PR #370, opened 2021-04-21
thriftbp: Listen on localhost in unit tests

kylelemons:
On Mac OS, binding to a non-localhost address will ask the user for approval. Since unit tests are rebuilt each time, this approval is required each time.

After this change, `go test ./...` does not require any approvals on my Mac.

### DIFF
--- a/thriftbp/client_pool_test.go
+++ b/thriftbp/client_pool_test.go
@@ -15,7 +15,7 @@ import (
 )
 
 const (
-	addr = ":0"
+	addr = "localhost:0"
 )
 
 func TestSingleAddressGenerator(t *testing.T) {


thriftbp/client_pool_test.go
```diff
@@ -15,7 +15,7 @@ import (
 )
 
 const (
-	addr = ":0"
+	addr = "localhost:0"
```
fishy, line 18: 🔕 I wonder which is the more universally appropriate one between "localhost" and "127.0.0.1"

fishy (approved):
Please wait until all codeowners' approvals before merging.

thriftbp/client_pool_test.go
kylelemons: I went with localhost so that it's not assuming IPv4 or IPv6 availability.  (I've worked with both IPv4-only and IPv6-only servers in the past)

fishy: does "ipv6-only" means only have ipv6 for non-local traffic, or does that mean even 127.0.0.1 is not available?

I believe "localhost" is not something provided by the kernel, but the `/etc/hosts` file (or equivalent) instead, although in 99.99% cases it does exist (but I could be wrong)

konradreiche: This is an interesting paragraph in a [blog post](https://www.pixelstech.net/article/1538275121-Difference-between-localhost-and-127-0-0-1) about this which I would love to verify but I could not find any further mentions of this:

> It's very important to know that it will not go through network card when using localhost while it will when using 127.0.0.1, this means localhost will not be affected by network card configurations and firewall settings, all ports are open as well.

konradreiche (approved):

thriftbp/client_pool_test.go
kylelemons: > does "ipv6-only" mean only have ipv6 for non-local traffic, or does that mean even 127.0.0.1 is not available?

In this case ipv6-only meant that you could not call the `bind` syscall with an IPv4 (or even IPv4-mapped-IPv6) address.  The `lo` interface did not have 127.0.0.1 bound (at least, as far as the applications could see).

> interesting paragraph in a blog post

I am 99% sure that the blog post is mistaken.  localhost will be resolved to 127.0.0.1 or ::1 and then a route will be selected.  On a normal system it will select a route with `dev lo` which will cause it to go through the kernel's loopback interface (which, among other things, can have a giant MTU, like 65k or something, instead of 1500) and thus bypass the NIC.

> in 99.99% cases it does exist

Most linux-like systems will be horrifically broken without a localhost entry in /etc/hosts, and if memory serves it's one of the few things that is provided in the distroless docker images for this reason.  But yeah, there might be niche cases in which it won't work, but I hope they don't overlap with environments where someone will be running `go test`...

pacejackson (approved):

PR #663, opened 2024-01-11
Function to get max pext per gene

KoalaQin:
This is an optional function to get maximum pext score per gene, by filtering to only coding variants and aggregating by gene, in case the transcript expression proportion of coding transcripts is smaller than that of non-coding transcripts in a gene.

### DIFF
--- a/gnomad/utils/vep.py
+++ b/gnomad/utils/vep.py
@@ -51,6 +51,10 @@ CSQ_CODING_LOW_IMPACT = [
     "coding_sequence_variant",
 ]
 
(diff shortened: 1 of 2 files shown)


gnomad/utils/vep.py
```diff
@@ -51,6 +51,10 @@
     "coding_sequence_variant",
 ]
 
+CSQ_CODING_ALL_IMPACT = (
```
jkgoodrich, line 54: This is the same as `CSQ_CODING` below

PR #668, opened 2024-01-22
Account for missingness in int64 to int32 VCF type conversion

mike-w-wilson:
The adjust_vcf_incompatible_types function does not account for missingness in the int64 -> int32 conversion. Current behavior will make any missing int64 the max int32 value, `2147483647`. This was seen in the v4 exome chrY VCF where the int64 field was converted to int32s but all missing values (homozygote counts  within the freq array for XX groupings on chrY) where made 2147483647. This fixes the function by only converting defined values and leaving them missing otherwise.


klaricch (approved):
lgtm!

PR #671, opened 2024-01-24
Add v4 to genome release constants

klaricch:


klaricch:
Add "v4.0" to GENOME_RELEASES and set CURRENT_GENOME_RELEASE to "v4.0"

Currently public_release("genomes").versions['4.0'] will fail with a key error. I think the only line this would break is https://github.com/broadinstitute/gnomad_qc/blob/901f0d8629eb69197548c3ae94ccae441bd46a4f/gnomad_qc/v3/annotations/compare_freq.py#L29 but since we are no longer updating v3 we might be able to hard code the version in that script instead

mike-w-wilson (approved):
LGTM!  I agree we should just hardcode "3.1.2" here: https://github.com/broadinstitute/gnomad_qc/blob/901f0d8629eb69197548c3ae94ccae441bd46a4f/gnomad_qc/v3/annotations/compare_freq.py#L67C19-L67C37.

PR #672, opened 2024-01-26
Add `read_args` parameter to the read functions of Resource Classes

jkgoodrich:
It would be useful to have the option of a repartition on read for existing resources. This adds a `read_args` parameter to the read functions of relevant Resource classes so any additional desired parameters can be passed to the hail read functions. To repartition a HT on read it would just be: `my_resource.ht(read_args={"_n_partitions": 50})`

### DIFF
--- a/gnomad/resources/resource_utils.py
+++ b/gnomad/resources/resource_utils.py
@@ -350,7 +350,7 @@ class ExpressionResource(BaseResource):
 
         :param force_import: If ``True``, force the import of the resource even if it
             already exists.
-        :param read_args: Any additional arguments to pass to hl.experimental.
+        :param read_args: Any additional arguments to pass to hl.experimental.read_expression.
         :return: Hail Expression resource.
         """
         if self.path is None or force_import:
--- a/gnomad/resources/resource_utils.py
+++ b/gnomad/resources/resource_utils.py
@@ -109,16 +109,23 @@ class TableResource(BaseResource):
 
     expected_file_extensions: List[str] = [".ht"]
 
-    def ht(self, force_import: bool = False) -> hl.Table:
+    def ht(
+        self,
+        force_import: bool = False,
+        read_args: Optional[Dict[str, Any]] = None,
+    ) -> hl.Table:
         """
         Read and return the Hail Table resource.
 
+        :param force_import: If ``True``, force the import of the resource even if it
+            already exists.
+        :param read_args: Any additional arguments to pass to hl.read_table.
         :return: Hail Table resource
         """
         if self.path is None or force_import:
             return self.import_func(**self.import_args)
         else:
-            return hl.read_table(self.path)
+            return hl.read_table(self.path, **(read_args or {}))
 
     def import_resource(self, overwrite: bool = True, **kwargs) -> None:
         """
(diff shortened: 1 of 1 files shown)


gnomad/resources/resource_utils.py
```diff
@@ -109,16 +109,23 @@ class TableResource(BaseResource):
...
-    def ht(self, force_import: bool = False) -> hl.Table:
+    def ht(
+        self,
+        force_import: bool = False,
+        read_args: Optional[Dict[str, Any]] = None,
+    ) -> hl.Table:
         """
         Read and return the Hail Table resource.
 
+        :param force_import: If ``True``, force the import of the resource even if it
```
ch-kr, line 120: as a basic question, why is this script the only place in the repo where True is wrapped in two backticks in docstrings? (is this the format we should be using for our other docstrings?)

gnomad/resources/resource_utils.py
```diff
@@ -109,16 +109,23 @@ class TableResource(BaseResource):
...
+            already exists.
+        :param read_args: Any additional arguments to pass to hl.read_table.
         :return: Hail Table resource
         """
         if self.path is None or force_import:
             return self.import_func(**self.import_args)
         else:
-            return hl.read_table(self.path)
+            return hl.read_table(self.path, **(read_args or {}))
```
ch-kr, line 128: another basic question: if `read_args` defaults to `{}` instead of None, then you wouldn't need the `(read_args or {})`. did you set this to None just to keep the argument Optional?

gnomad/resources/resource_utils.py
```diff
@@ -318,16 +340,23 @@ class ExpressionResource(BaseResource):
...
+        self,
+        force_import: bool = False,
+        read_args: Optional[Dict[str, Any]] = None,
+    ) -> hl.expr.Expression:
         """
         Read and return the Hail Expression resource.
 
+        :param force_import: If ``True``, force the import of the resource even if it
+            already exists.
+        :param read_args: Any additional arguments to pass to hl.experimental.
```
ch-kr, line 353:
```suggestion
        :param read_args: Any additional arguments to pass to hl.experimental.read_expression.
```

ch-kr: I like having adding `read_args` for consistency here, but I'm not sure we actually need it for HEs (the only other arg accepted right now is `_assert_type`) -- what do you think?

ch-kr (commented):
YAY thank you so much for adding this! I have a few basic questions and one tiny suggestion

gnomad/resources/resource_utils.py
jkgoodrich: Yeah I'm not completely sure either. It was suggested by co-pilot and was already used in other parts of this file. It looks like maybe we should be using two, but I'm not positive.

https://documatt.com/restructuredtext-reference/element/inline-literal.html

```
Common issues:
Don’t interchange ` and ``
There is a big difference between `code example` and ``code example``! Only the latter with double `` is inline code example! Text wrapped in single ` is so-called default role interpreted text.

This is tricky part of reStructuredText because in Markdown, code examples are in wrapped in single backtick.
```

[Here is what the two backticks looks like](https://broadinstitute.github.io/gnomad_methods/api_reference/resources/resource_utils.html#gnomad.resources.resource_utils.BaseResource)

gnomad/resources/resource_utils.py
jkgoodrich: Yeah, I was really just following what was done above for `import_args: Optional[Dict[str, Any]] = None,`

I'm fine with changing to default to {} if you prefer

gnomad/resources/resource_utils.py
jkgoodrich: I think it doesn't hurt to leave, then it's there if the HEs evolve to have more

gnomad/resources/resource_utils.py
ch-kr: whoa, TIL. I like how the double backticks looks in our docs, so definitely happy to adopt this practice moving forward

gnomad/resources/resource_utils.py
ch-kr: ah OK, works for me!

ch-kr (approved):
LGTM!

PR #677, opened 2024-02-22
Add `sex_karyotype_field` as an argument to `compute_stats_per_ref_site` to include sex ploidy adjustment after densify

jkgoodrich:


mike-w-wilson (approved):
I just added an inline doc to the HT write because at first pass I didnt understand why we just dont reference the field in the MT. Looks good to me though!

PR #678, opened 2024-02-23
Fix sex ploidy adjustment so XX samples still get set to missing on chrY

jkgoodrich:


gnomad/sample_qc/sex.py
```diff
@@ -42,14 +42,17 @@ def adjusted_sex_ploidy_expr(
 
     return (
         hl.case(missing_false=True)
+        # Added to reduce the checks by entry.
+        .when(row_idx.in_autosome, gt_expr)
+        .when((row_idx.y_par | row_idx.y_nonpar) & col_idx.xx, hl.missing(hl.tcall))
+        # Added to reduce the checks by entry.
```
mike-w-wilson, line 48:
```suggestion
```

mike-w-wilson (approved):
This makes sense

PR #681, opened 2024-03-04
Add function for adding gencode annotation

klaricch:


ch-kr (commented):
one suggestion and a few nitpicks

gnomad/utils/constraint.py
```diff
@@ -1282,3 +1282,58 @@ def calculate_raw_z_score_sd(
...
+        gencode_ht.filter(gencode_ht.feature == "transcript")
+        .select("chromosome", "transcript_id", "level", "transcript_type")
+        .key_by("transcript_id")
+        .drop("interval")
+    )
+
+    # Obtain CDS annotations from GENCODE file and calculate CDS length and
+    # number of exons.
+    gencode_cds = gencode_ht.filter(gencode_ht.feature == "CDS").select(
+        "transcript_id", "length"
```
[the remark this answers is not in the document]
klaricch: had split into two because still wanted "level" and "transcript_type" for non-CDS features

gnomad/utils/constraint.py
```diff
@@ -1310,30 +1314,32 @@ def add_gencode_annotations(
         chromosome=gencode_ht.interval.start.contig,
     )
 
-    # Obtain transcript annotations from GENCODE file.
-    gencode_transcript = (
-        gencode_ht.filter(gencode_ht.feature == "transcript")
-        .select("chromosome", "transcript_id", "level", "transcript_type")
+    # Obtain CDS annotations from GENCODE file and calculate CDS length and
+    # number of exons.
+    annotations_to_add = annotations + ("chromosome", "transcript_id", "length")
```
ch-kr, line 1319:
```suggestion
    annotations_to_add = set(annotations + ["chromosome", "transcript_id", "length"])
```
minor update to make the concatenation work + drop potentially duplicated annotations

gnomad/utils/constraint.py
```diff
@@ -1310,30 +1314,32 @@ def add_gencode_annotations(
...
         .key_by("transcript_id")
         .drop("interval")
     )
 
-    # Obtain CDS annotations from GENCODE file and calculate CDS length and
-    # number of exons.
-    gencode_cds = gencode_ht.filter(gencode_ht.feature == "CDS").select(
-        "transcript_id", "length"
-    )
+    annotations_to_add.remove("length")
```
ch-kr, line 1328: doesn't this mean that length gets dropped?

gnomad/utils/constraint.py
```diff
@@ -1284,24 +1284,28 @@ def calculate_raw_z_score_sd(
...
     gencode_ht: hl.Table,
+    annotations: List[str] = ["level", "transcript_type"],
 ) -> hl.Table:
     """
     Add GENCODE annotations to Table based on transcript id.
 
     .. note::
-        Added annotations are:
-        - chromosome
+        Added annotations by default are:
```
ch-kr, line 1296: maybe should add a note here that the added annotations become keys for the group by (so `cds_length` will get calculated over the combination of all added annotations, for example)

ch-kr (commented):
minor suggestion + question about `length`

gnomad/utils/constraint.py
klaricch: we only need it to calculate the total cds length but don't need it for grouping

gnomad/utils/constraint.py
```diff
@@ -1282,3 +1282,65 @@ def calculate_raw_z_score_sd(
...
+    gencode_cds = (
+        gencode_cds.group_by(*annotations_to_add)
+        .aggregate(
+            cds_length=hl.agg.sum(gencode_cds.length), num_coding_exons=hl.agg.count()
+        )
+        .key_by("transcript_id")
+    )
+
+    gencode_cds = gencode_cds.checkpoint(
+        new_temp_file(prefix="gencode_cds", extension="ht")
```
ch-kr, line 1340: one minor comment that I missed before -- should you specify overwrite=True here? (or add an overwrite argument to the function to control _read_if_exists vs overwrite)

ch-kr (approved):
one minor note about `overwrite` but LGTM!

gnomad/utils/constraint.py
klaricch: it doesn't matter what overwrite is set to if new_temp_file is used

ch-kr: ooh, really? that's really cool! but then I guess you lose the functionality of reading from existing files for slower pipelines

---------------

#### WHAT YOU HAVE TO DO
Scan the lines above for "PR #681, opened 2024-03-04" and for "[the remark this". Repeat exactly the line holding each of them and every line in between.

#### FINISHED EXERCISE
PR #681, opened 2024-03-04
Add function for adding gencode annotation

klaricch:


ch-kr (commented):
one suggestion and a few nitpicks

gnomad/utils/constraint.py
```diff
@@ -1282,3 +1282,58 @@ def calculate_raw_z_score_sd(
...
+        gencode_ht.filter(gencode_ht.feature == "transcript")
+        .select("chromosome", "transcript_id", "level", "transcript_type")
+        .key_by("transcript_id")
+        .drop("interval")
+    )
+
+    # Obtain CDS annotations from GENCODE file and calculate CDS length and
+    # number of exons.
+    gencode_cds = gencode_ht.filter(gencode_ht.feature == "CDS").select(
+        "transcript_id", "length"
```
[the remark this answers is not in the document]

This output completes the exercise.